FW01 # config webfilter profile
FW01 (profile) # edit default
FW01 (default) # config ftgd-wf
FW01 (ftgd-wf) # show
config ftgd-wf
unset options
config filters
edit 12
set category 26   <--- already exists
set action block
next
edit 23
set category 91
set action block
next
end
end

FW01 (ftgd-wf) # config filters

FW01 (filters) # edit 16

FW01 (16) # set category 26
Invalid category ID '26': Duplicate or Group 'Fortiguard' not included.
node_check_object fail! for category 26

value parse error before '26'
Command fail. Return code -89

• Category already exists in one of the entries so it will not be possible to paste the migrated config.
• Before pasting the filters, it is necessary to delete [purge] the existing filter entries from all the web-filter profiles using the below command:

FW01 # config webfilter profile
FW01 (profile) # edit default
FW01 (default) # config ftgd-wf
FW01 (ftgd-wf) # config filters
FW01 (filters) # purge all
This operation will clear all table!
Do you want to continue? (y/n)y

FW01 (filters) #

FW01 (filters) # edit 16
new entry '16' added
FW01 (16) # set category 26
FW01 (16) # set action block
FW01 (16) # end
FW01 (ftgd-wf) # end
FW01 (default) # end
FW01 #

• Once the filters are deleted [purged], it will be possible to paste the filters from the converted/migrated config.

Note:

If there are multiple web-filter profiles, it is recommended to delete all the filter entries from all the profiles.

Scenario2:

• If there are multiple VDOMs on the firewall, copying the web-filter profile with a Static URL filter from one VDOM to another would show an error as below as the destination VDOM will not have the defined URL filter list.

Office # config vdom
Office (vdom) # edit root
current vf=root:0
Office (root) # config webfilter profile
Office (profile) # edit "Block-Social"
Office (Block-Social) # config web
Office (web) # set urlfilter-table 1 <---- missing url-filter table 
entry not found in datasource

value parse error before '1'
Command fail.

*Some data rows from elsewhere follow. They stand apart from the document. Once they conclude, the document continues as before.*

PR #3171, opened 2019-05-05
Fix infinite loop in `InsightsCollection.CopyTo`

### LINKED ISSUE #3168: JSON serialization of ordered InsightCollection causes stack overflow exception
#### Expected Behavior
Ordering an `InsightCollection` before serializing it works.

#### Actual Behavior
Ordering an `InsightCollection` and subsequently JSON-serializing it produces a stack overflow exception (VS reports it as that, the below is from the Terminal):

```
[ERROR] FATAL UNHANDLED EXCEPTION: at Newtonsoft.Json.JsonSerializer.SerializeInternal (Newtonsoft.Json.JsonWriter, object, System.Type) [0x00253] in :0, at Newtonsoft.Json.JsonSerializer.Serialize (Newtonsoft.Json.JsonWriter, object, System.Type) [0x00000] in :0, at Newtonsoft.Json.JsonConvert.SerializeObjectInternal (object, System.Type, Newtonsoft.Json.JsonSerializer) [0x00028] in :0, at Newtonsoft.Json.JsonConvert.SerializeObject (object, System.Type, Newtonsoft.Json.Formatting, Newtonsoft.Json.JsonSerializerSettings) [0x0000e] in :0, at Newtonsoft.Json.JsonConvert.SerializeObject (object, Newtonsoft.Json.Formatting, Newtonsoft.Json.JsonSerializerSettings) [0x00000] in :0, at Newtonsoft.Json.JsonConvert.SerializeObject (object, Newtonsoft.Json.Formatting) [0x00000] in :0, at QuantConnec
```

#### Potential Solution
Just ordering the object works, so it must be something that happens when during JSON serialization.

#### Reproducing the Problem
_Set `EqualWeightingPortfolioConstructionModel._insightCollection` to `public`._

```c#
using Newtonsoft.Json;

{
    public class ParticleHorizontalProcessor : QCAlgorithm
    {
        {
            SetStartDate(2019, 5, 1);
            SetCash(100000);
            SetPortfolioConstruction(new EqualWeightingPortfolioConstructionModel());
            SetAlpha(new ConstantAlphaModel(InsightType.Price, InsightDirection.Up, TimeSpan.FromDays(1)));
            UniverseSettings.Resolution = Resolution.Hour;
            var symbols = new[] { QuantConnect.Symbol.Create("EURUSD", SecurityType.Forex, Market.Oanda) };
            SetUniverseSelection( new ManualUniverseSelectionModel(symbols) );
        }

        {
            var portConst = PortfolioConstruction as EqualWeightingPortfolioConstructionModel;
            var sorted = portConst._insightCollection.OrderBy( x => x.GeneratedTimeUtc );
            var test = JsonConvert.SerializeObject( sorted );
            Debug(test);
        }
    }
}
```

#### System Information
Happens on both QC terminal and Win x64.

#### Checklist

gsalaz98:
#### Description

Fixes infinite loop in call to `CopyTo` in order to allow list creation and serialization.

This fix may cause a performance degradation.
#### Related Issue

Closes #3168 
#### Motivation and Context

Allows for LINQ queries on `InsightCollection`

No

Unable to be tested; Halting problem prevents testing of stack overflows
#### Types of changes

#### Checklist:

### DIFF
--- a/Common/Algorithm/Framework/Alphas/InsightCollection.cs
+++ b/Common/Algorithm/Framework/Alphas/InsightCollection.cs
@@ -104,13 +104,7 @@ namespace QuantConnect.Algorithm.Framework.Alphas
         public void CopyTo(Insight[] array, int arrayIndex)
         {
             // Avoid calling `ToList` on insights to avoid potential infinite loop (issue #3168)
-            var copy = new List<Insight>(Count);
-
-            foreach (var insight in this)
-            {
-                copy.Add(insight);
-            }
-            copy.CopyTo(array, arrayIndex);
+            Array.Copy(_insights.SelectMany(kvp => kvp.Value).ToArray(), 0, array, arrayIndex, Count);
         }
 
         /// <summary>Removes the first occurrence of a specific object from the <see cref="T:System.Collections.Generic.ICollection`1" />.</summary>
--- a/Common/Algorithm/Framework/Alphas/InsightCollection.cs
+++ b/Common/Algorithm/Framework/Alphas/InsightCollection.cs
@@ -103,7 +103,13 @@ namespace QuantConnect.Algorithm.Framework.Alphas
         /// <exception cref="T:System.ArgumentException">The number of elements in the source <see cref="T:System.Collections.Generic.ICollection`1" /> is greater than the available space from <paramref name="arrayIndex" /> to the end of the destination <paramref name="array" />.</exception>
         public void CopyTo(Insight[] array, int arrayIndex)
         {
-            var copy = this.ToList();
+            // Avoid calling `ToList` on insights to avoid potential infinite loop (issue #3168)
+            var copy = new List<Insight>(Count);
+
+            foreach (var insight in this)
+            {
+                copy.Add(insight);
+            }
             copy.CopyTo(array, arrayIndex);
         }
 
--- a/Tests/Algorithm/Framework/Alphas/InsightCollectionTests.cs
+++ b/Tests/Algorithm/Framework/Alphas/InsightCollectionTests.cs
@@ -1,0 +1,113 @@
+﻿/*
+ * QUANTCONNECT.COM - Democratizing Finance, Empowering Individuals.
+ * Lean Algorithmic Trading Engine v2.0. Copyright 2014 QuantConnect Corporation.
+ *
+ * Licensed under the Apache License, Version 2.0 (the "License");
+ * you may not use this file except in compliance with the License.
+ * You may obtain a copy of the License at http://www.apache.org/licenses/LICENSE-2.0
+ *
+ * Unless required by applicable law or agreed to in writing, software
+ * distributed under the License is distributed on an "AS IS" BASIS,
+ * WITHOUT WARRANTIES OR CONDITIONS OF ANY KIND, either express or implied.
+ * See the License for the specific language governing permissions and
+ * limitations under the License.
+*/
+
+using System;
+using System.Linq;
+using Newtonsoft.Json;
+using NUnit.Framework;
+using QuantConnect.Algorithm.Framework.Alphas;
+
+namespace QuantConnect.Tests.Algorithm.Framework.Alphas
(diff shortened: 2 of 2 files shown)


Common/Algorithm/Framework/Alphas/InsightCollection.cs
```diff
@@ -103,7 +103,13 @@ public bool ContainsKey(Symbol symbol)
...
         public void CopyTo(Insight[] array, int arrayIndex)
         {
-            var copy = this.ToList();
+            // Avoid calling `ToList` on insights to avoid potential infinite loop (issue #3168)
+            var copy = new List<Insight>(Count);
+
+            foreach (var insight in this)
+            {
+                copy.Add(insight);
+            }
```
Martin-Molinero: Good catch!
I think it would be nice if we added a unit test that stacked overflowed before and now passes. Maybe could directly use `AddRange(this)`.

gsalaz98: I attempted to write a unit test for this bug, but unfortunately, didn't end up working out.

Here's the unit test I wrote (or at least what I remember of it):

```csharp
using System;
using System.Linq;
using NUnit.Framework;
using QuantConnect.Algorithm.Framework.Alphas;

namespace QuantConnect.Tests.Algorithm.Framework.Alphas
{
    [TestFixture]
    public class InsightCollectionTests
    {
        [Test]
        public static void InsightCollectionShouldBeAbleToBeConvertedToListWithoutStackOverflow()
        {
            var aapl = Symbol.Create("AAPL", SecurityType.Equity, "usa");
            var insightCollection = new InsightCollection();

            insightCollection.Add(new Insight(aapl, new TimeSpan(1, 0, 0, 0), InsightType.Price, InsightDirection.Up)
            {
                CloseTimeUtc = new DateTime(2019, 1, 1),
            });
            insightCollection.Add(new Insight(aapl, new TimeSpan(1, 0, 0, 0), InsightType.Volatility, InsightDirection.Up)
            {
                CloseTimeUtc = new DateTime(2019, 1, 2),
            });
            
            Assert.DoesNotThrow(() => insightCollection.OrderBy(x => x.GeneratedTimeUtc).ToList());
        }
    }
}
```

Stack overflows aren't able to be caught with traditional patterns (try and catch). I'd like your insight as to how we can test this if possible @Martin-Molinero . I don't know how this test would behave in CI if it fails by SO, so I'm trying to stay clear from that route for the meanwhile.

Martin-Molinero: The unit test looks good to me, stack overflows in `master` and passes in this `PR`.
ACK `AddRange`: right, it shouldn't use `this`! this works: `copy.AddRange(_insights.SelectMany(kvp => kvp.Value));`
Also I checked the `List` implementation and it uses `Array.Copy`, this seems to also work `Array.Copy((Array)list.ToArray(), 0, (Array)array, arrayIndex, list.Count);`

gsalaz98: I believe the method can be simplified to the following:
```csharp
public void CopyTo(Insight[] array, int arrayIndex)
{
    // Avoid calling `ToList` on insights to avoid potential infinite loop (issue #3168)
    Array.Copy(_insights.Values.ToArray(), 0, array, arrayIndex, Count);
}
```

Because `this.ToArray()` also causes a stack overflow, I believe we must source the data from within `_insights` if we are to get rid of the foreach loop.

I'll include the unit tests in the next commit. It may report bad information in CI if the test fails.

One last question: is there a reason to use `SelectMany` over just accessing the `Values` member of `_insights`?

Martin-Molinero: res `SelectMany`: I believe its required because `_insights` is a collection of `List<Insight>`.
I'm thinking we might want to add another unit test to verify the behavior of `CopyTo` is as expected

Return code -3

Office (web) # end

• Urlfilter-table is a database that stores the Static URL list which is further referenced in the web filter profile.
• Target VDOM is missing this url-filter table thereby throwing the error for 'entry not found in database'. To resolve this issue, copy the url-filter table from source VDOM before copying the whole web-filter profile:

Office # config vdom
Office (vdom) # edit hefe
current vf=hefe:1
Office (hefe) #
Office # config webfilter urlfilter
Office (urlfilter) # sh
config webfilter urlfilter
edit 1
set name "Auto-webfilter-urlfilter_badmf2r7p"
config entries
edit 1
set url "tiktok.com"
set action block
next
edit 2
set url "tiktokcdn-in.com"
set action block
next
edit 3
set url "tiktokcdn-us.com"
set action block
next
edit 4
set url "tiktokcdn.com"
set action block
next
edit 5
set url "tiktokd.org"
set action block
next
end
next
end

• Once the url-filter list is pasted on the target VDOM now the web-filter profile can be copied and pasted into the target VDOM without any error message.